┌─ Data supplied

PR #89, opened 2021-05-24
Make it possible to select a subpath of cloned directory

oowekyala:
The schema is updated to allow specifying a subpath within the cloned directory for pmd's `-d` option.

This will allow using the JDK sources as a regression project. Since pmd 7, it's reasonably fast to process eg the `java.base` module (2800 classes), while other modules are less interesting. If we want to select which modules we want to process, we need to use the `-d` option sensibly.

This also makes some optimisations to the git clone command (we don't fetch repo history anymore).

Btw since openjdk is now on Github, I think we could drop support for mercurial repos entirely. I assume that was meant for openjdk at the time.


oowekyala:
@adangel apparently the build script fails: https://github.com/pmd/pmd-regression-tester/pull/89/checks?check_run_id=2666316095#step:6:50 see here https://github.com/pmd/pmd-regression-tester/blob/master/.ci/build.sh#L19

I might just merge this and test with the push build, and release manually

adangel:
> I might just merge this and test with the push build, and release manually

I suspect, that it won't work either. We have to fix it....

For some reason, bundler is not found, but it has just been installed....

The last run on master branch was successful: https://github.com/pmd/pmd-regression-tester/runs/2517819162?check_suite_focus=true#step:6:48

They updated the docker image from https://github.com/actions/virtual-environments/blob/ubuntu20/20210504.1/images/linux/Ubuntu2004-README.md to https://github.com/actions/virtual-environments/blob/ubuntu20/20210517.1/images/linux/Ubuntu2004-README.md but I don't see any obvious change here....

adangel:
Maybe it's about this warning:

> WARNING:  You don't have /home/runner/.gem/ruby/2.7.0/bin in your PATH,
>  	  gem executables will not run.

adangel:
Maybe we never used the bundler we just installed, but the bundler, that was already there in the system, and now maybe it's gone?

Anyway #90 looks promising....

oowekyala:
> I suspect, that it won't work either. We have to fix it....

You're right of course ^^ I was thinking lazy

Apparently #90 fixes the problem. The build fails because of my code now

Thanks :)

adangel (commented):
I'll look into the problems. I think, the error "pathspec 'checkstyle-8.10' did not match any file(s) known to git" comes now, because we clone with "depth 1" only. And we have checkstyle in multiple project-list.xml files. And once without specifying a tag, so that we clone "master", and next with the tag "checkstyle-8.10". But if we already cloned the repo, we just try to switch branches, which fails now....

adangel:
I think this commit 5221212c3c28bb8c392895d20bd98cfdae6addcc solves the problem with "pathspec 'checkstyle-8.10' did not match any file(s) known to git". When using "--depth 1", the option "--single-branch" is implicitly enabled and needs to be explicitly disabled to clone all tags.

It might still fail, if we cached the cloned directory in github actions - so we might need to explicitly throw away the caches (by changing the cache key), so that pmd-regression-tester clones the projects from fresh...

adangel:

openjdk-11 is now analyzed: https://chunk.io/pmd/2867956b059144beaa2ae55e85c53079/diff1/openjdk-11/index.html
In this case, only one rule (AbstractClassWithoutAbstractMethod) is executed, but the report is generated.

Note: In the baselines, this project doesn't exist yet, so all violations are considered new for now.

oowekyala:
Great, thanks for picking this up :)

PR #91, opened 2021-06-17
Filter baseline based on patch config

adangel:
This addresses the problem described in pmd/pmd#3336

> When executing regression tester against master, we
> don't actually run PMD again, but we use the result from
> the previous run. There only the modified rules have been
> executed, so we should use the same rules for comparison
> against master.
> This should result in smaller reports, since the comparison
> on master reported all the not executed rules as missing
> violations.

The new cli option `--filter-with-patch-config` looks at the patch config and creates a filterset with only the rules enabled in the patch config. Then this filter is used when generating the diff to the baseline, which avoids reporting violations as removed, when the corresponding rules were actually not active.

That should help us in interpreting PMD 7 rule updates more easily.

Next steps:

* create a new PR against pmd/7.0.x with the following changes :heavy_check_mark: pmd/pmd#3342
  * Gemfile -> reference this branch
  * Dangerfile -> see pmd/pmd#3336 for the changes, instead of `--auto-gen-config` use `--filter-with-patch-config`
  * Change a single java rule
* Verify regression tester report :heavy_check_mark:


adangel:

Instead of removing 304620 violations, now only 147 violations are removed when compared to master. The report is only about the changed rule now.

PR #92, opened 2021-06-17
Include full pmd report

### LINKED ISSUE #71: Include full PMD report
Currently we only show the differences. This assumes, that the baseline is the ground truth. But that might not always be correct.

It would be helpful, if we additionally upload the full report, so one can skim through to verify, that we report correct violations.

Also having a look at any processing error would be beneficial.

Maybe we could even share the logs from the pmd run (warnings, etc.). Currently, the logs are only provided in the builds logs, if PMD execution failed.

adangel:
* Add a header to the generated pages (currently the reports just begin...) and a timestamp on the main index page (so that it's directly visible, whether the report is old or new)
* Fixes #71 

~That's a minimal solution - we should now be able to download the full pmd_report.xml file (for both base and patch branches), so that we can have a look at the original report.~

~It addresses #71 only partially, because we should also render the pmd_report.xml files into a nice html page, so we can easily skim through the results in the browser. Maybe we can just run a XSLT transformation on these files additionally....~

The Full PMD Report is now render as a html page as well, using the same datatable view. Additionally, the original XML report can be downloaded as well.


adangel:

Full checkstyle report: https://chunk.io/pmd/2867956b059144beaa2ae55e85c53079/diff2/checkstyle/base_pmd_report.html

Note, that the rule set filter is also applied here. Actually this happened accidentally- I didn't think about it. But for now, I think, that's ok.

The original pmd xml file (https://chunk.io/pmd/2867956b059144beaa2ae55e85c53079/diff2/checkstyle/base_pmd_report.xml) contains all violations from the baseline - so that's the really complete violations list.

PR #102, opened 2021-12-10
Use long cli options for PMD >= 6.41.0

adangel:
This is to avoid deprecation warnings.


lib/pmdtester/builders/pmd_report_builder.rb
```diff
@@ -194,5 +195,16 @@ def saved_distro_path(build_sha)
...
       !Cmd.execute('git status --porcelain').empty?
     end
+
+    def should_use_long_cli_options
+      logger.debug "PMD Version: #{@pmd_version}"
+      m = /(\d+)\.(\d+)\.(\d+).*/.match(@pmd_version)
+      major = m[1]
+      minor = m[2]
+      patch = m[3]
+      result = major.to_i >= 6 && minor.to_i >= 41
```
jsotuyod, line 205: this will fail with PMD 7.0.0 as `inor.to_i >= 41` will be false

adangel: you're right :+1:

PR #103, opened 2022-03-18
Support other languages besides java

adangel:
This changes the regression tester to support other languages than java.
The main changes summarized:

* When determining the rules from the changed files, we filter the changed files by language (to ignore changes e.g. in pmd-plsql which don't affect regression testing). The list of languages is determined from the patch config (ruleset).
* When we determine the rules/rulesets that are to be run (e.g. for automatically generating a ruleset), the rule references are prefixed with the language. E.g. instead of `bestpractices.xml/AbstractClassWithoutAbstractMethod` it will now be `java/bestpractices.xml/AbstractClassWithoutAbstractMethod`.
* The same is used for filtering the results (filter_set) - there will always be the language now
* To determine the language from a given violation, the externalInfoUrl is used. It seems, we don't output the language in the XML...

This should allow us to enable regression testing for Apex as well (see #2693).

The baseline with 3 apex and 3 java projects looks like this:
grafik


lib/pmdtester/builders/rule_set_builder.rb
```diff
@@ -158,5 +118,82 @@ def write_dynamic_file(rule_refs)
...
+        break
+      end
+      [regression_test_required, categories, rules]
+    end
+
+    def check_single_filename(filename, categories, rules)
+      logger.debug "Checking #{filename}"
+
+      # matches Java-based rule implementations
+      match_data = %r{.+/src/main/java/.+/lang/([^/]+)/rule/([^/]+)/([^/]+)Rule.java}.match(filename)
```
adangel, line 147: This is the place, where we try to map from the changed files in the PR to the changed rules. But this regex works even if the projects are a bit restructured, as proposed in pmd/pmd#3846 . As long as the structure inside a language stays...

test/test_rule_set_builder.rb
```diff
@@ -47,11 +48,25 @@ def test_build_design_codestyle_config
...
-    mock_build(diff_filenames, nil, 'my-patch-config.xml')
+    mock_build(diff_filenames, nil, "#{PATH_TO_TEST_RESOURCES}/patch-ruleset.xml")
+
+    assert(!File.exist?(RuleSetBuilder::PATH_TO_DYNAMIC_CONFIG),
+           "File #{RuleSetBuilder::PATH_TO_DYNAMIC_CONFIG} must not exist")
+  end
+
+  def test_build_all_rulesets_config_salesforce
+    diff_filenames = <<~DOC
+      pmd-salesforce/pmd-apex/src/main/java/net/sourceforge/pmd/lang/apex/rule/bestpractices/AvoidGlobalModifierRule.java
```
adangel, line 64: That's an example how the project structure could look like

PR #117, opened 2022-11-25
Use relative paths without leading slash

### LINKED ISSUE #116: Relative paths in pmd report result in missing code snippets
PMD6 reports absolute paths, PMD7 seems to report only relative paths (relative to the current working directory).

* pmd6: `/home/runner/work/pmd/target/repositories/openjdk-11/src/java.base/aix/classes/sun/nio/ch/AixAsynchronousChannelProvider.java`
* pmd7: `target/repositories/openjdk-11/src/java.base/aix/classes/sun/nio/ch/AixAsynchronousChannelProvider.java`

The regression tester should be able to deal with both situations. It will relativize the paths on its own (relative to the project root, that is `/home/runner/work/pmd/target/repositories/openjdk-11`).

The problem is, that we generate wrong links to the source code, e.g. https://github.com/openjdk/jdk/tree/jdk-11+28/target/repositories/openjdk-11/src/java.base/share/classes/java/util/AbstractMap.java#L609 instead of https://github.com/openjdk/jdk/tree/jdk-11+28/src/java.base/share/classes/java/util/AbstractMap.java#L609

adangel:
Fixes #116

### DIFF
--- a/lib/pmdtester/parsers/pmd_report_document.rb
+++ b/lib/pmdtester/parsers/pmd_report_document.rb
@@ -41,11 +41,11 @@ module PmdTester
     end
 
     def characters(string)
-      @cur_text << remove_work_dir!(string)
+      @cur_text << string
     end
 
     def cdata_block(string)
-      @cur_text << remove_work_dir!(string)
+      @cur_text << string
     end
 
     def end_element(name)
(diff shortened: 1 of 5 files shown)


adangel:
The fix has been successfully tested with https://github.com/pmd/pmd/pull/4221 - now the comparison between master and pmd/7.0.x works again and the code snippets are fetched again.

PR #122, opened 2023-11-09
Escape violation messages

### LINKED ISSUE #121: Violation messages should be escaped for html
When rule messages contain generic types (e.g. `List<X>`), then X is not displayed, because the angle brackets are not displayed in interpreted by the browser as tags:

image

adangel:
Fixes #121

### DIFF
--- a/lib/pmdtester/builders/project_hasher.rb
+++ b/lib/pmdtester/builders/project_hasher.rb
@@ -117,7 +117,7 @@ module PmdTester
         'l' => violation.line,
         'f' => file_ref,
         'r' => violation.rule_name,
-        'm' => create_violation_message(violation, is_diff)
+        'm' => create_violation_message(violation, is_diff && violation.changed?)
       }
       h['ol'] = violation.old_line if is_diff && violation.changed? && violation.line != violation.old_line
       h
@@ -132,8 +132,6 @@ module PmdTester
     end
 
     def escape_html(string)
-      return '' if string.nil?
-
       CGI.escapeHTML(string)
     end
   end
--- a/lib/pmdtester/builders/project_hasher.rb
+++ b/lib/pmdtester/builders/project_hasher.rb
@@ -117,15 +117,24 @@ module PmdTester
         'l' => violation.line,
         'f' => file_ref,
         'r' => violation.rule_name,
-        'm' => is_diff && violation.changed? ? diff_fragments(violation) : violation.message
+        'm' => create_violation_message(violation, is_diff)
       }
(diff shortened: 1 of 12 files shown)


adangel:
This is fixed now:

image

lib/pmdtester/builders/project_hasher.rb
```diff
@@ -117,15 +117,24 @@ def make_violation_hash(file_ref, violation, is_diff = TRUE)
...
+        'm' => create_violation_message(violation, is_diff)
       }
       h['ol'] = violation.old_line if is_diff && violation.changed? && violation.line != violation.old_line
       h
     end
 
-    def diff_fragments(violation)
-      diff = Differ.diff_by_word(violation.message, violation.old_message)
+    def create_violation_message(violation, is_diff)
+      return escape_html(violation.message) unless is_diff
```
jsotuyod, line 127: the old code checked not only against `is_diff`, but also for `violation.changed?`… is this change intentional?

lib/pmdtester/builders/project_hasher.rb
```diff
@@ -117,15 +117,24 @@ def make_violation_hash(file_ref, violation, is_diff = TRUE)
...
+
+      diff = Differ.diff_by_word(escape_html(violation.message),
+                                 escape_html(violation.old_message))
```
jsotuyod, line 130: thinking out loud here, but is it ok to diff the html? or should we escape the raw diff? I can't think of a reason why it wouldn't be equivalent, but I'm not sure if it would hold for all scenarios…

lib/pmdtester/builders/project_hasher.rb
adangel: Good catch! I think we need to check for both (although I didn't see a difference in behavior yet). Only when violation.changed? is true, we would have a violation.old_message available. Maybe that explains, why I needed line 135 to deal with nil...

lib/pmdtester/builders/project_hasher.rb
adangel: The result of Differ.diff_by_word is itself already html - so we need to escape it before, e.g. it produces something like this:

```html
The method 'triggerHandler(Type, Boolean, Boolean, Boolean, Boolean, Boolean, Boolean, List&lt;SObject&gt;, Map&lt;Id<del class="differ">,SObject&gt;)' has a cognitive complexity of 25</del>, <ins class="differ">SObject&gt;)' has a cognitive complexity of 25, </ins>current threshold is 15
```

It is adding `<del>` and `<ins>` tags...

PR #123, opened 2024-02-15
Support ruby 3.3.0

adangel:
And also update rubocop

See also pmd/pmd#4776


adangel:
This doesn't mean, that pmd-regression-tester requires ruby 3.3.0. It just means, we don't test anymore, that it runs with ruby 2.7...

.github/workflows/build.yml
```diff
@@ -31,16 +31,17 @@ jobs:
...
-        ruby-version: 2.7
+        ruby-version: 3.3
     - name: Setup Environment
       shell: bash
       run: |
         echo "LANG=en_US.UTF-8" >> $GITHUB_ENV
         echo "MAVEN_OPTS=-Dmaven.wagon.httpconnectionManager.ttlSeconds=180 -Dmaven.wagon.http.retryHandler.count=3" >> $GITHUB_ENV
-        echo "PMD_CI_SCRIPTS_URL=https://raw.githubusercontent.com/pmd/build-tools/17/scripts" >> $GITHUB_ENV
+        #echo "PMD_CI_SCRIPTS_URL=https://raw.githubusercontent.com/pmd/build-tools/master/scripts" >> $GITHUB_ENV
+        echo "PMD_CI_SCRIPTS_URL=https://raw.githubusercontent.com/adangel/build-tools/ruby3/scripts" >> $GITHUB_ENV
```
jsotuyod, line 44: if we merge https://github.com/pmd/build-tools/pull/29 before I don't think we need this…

└─

_Required action_.
Copy each line in the entries above where the word "suspect" shows up.

_Task solution_.
I suspect, that it won't work either. We have to fix it....
> I suspect, that it won't work either. We have to fix it....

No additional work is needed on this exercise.